Quaternion rotation ignoring yaw


I'am working with Quaternion and one LSM6DSO32 captor gyro + accel. So I fused datas coming from my captor and after that I have a Quaternion, everything works well.

Now I'd like to detect if my Quaternion has rotated more than 90° about a initial quaternion, here is what I do, first I have q1 is my initial quaternion, q2 is the Quaternion coming from my fusion data, to detect if q2 has rotated more than 90° from q1 I do :

q_conj = conjugateQuaternion(q2);
q_mulitply = multiplyQuaternion(q1, q_conj);

float angle = (2 * acos(q_mulitply.element.w)) * RAD_TO_DEG;

if(angle > 90.0f)
   do something

this is works very well I can detect if q2 has rotated more than 90°. But my "problem" is I also detect 90° rotation in yaw, and I don't want integrate yaw in my test. Is it possible to nullify yaw (z component in my quaternion) without modify w, x and y component ?

My final objective is to detect a rotation more than 90° but without caring yaw, and I don't want to use Euler angle because I want avoid Gimbal lock

Edit : I want to calculate the magnitude between q1and q2 and don't care about yaw


Solution

  • The "yaw" of a quaternion generally means q_yaw in a quaternion formed by q_roll * q_pitch * q_yaw. So that quaternion without its yaw would be q_roll * q_pitch.
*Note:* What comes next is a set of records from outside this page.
PR #10951, opened 2023-03-14
GLO QC: Switch to TH1D for pT and extend Chi2 range

jloemker:
I fixed the merge conflicts and reduced the PR to the very important changes (TH1F to TH1D for pT plots and Chi2 range).
The previous issues from setEfficiency are gone as I excluded that part !

### DIFF
--- a/Detectors/GlobalTracking/include/GlobalTracking/MatchITSTPCQC.h
+++ b/Detectors/GlobalTracking/include/GlobalTracking/MatchITSTPCQC.h
@@ -55,8 +55,8 @@ class MatchITSTPCQC
   void finalize();
   void reset();
 
-  TH1F* getHistoPt() const { return mPt; }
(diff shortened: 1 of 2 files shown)


jloemker:
@shahor02 , would you approve it one last time ?
(the previous error can not occur anymore and there are also no more merge conflicts).
Many thanks !

shahor02 (dismissed):

jloemker:
@shahor02, 
I had a look at the Details from the two tests that failed (build/O2/fullCI and build/O2/o2) and there was nothing from the qc-task. I forgot to include the TH1D header (this is why the tests are running again), but I think the fails been caused by something unrelated to this as a missing include should raise an error while building.

shahor02 (dismissed):

shahor02 (approved):

PR #10954, opened 2023-03-15
Drop need for libuv

ktf:


ktf:
@davidrohr @shahor02 this should eliminate the need to expose libuv to root.
@costing @sawenzel there is quite a few places where I am not actually sure CCDBDownloader is not leaking memory. Maybe the code should be further reviewed before it enters production.

davidrohr:
ok, testing this on the EPNs.
Also fixed the compilation of the tests

davidrohr (approved):
I confirm the fix works

PR #10967, opened 2023-03-16
[EMCAL-688] Fix size of the lookup table

mfasDa:


mfasDa:
@mpuccio This fixes the crash in the correction task in O2-3450

shahor02 (approved):
trivial, merging

PR #10970, opened 2023-03-17
Catch bad topologies

ktf:


ktf:
@shahor02 this is what we discussed yesterday. It should catch all the cases where we have the same (Lifetime::Timeframe) output twice. Could you test with your larger workflow as well?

If you have the pitch and roll values at hand, the easiest thing to do is just to reconstruct the quaternion while ignoring q_yaw.

    However, if we are really dealing with a completely arbitrary quaternion, we'll have to get from q_roll * q_pitch * q_yaw to q_roll * q_pitch.

    We can do it by appending the opposite transformation at the end of the equation: q_roll * q_pitch * q_yaw * conj(q_yaw). q_yaw * conj(q_yaw) is guaranteed to be the identity quaternion as long as we are only dealing with normalized quaternions. And since we are dealing with rotations, that's a safe-enough assumption.

    In other words, removing the "Yaw" of a quaternion would involve:

    1. Find the yaw of the quaternion
    2. Multiply the quaternion by the conjugate of that.

    So we need to find the yaw of the quaternion, which is how much the forward vector is rotated around the up axis by that quaternion.

    The simplest way to do that is to just try it out, and measure the result:

    1. Transform a reference forward vector (on the ground plane) by the quaternion
    2. Take that and project it back on the ground plane.
    3. Get the angle between this projection and the reference vector.
    4. Form a "Yaw" quaternion with that angle around the Up axis.

    Putting all this together, and assuming you are using a Y=up system of coordinates, it would look roughly like this:

    quat remove_yaw(quat q) {
      vec3 forward{0, 0, -1};
      vec3 up{0, 1, 0};
    
      vec3 transformed = q.rotate(forward);
    
      vec3 projected = transformed.project_on_plane(up);
      if( length(projected) < epsilon ) {
        // TODO: unsolvable, what should happen here?
      }
    
      float theta = acos(dot(normalize(projected), forward));
    
      quat yaw_quat = quat.from_axis_angle(up, theta);
    
      return multiply(q, conjugate(yaw_quat));
    }
    

    This can be simplified a bit, obviously. For example, the conjugate of a axis-angle quaternion is the same thing as a quaternion of the negative angle around the same axis, and I'm sure there are other possible simplifications here. However, I wanted to illustrate the principle as clearly as possible.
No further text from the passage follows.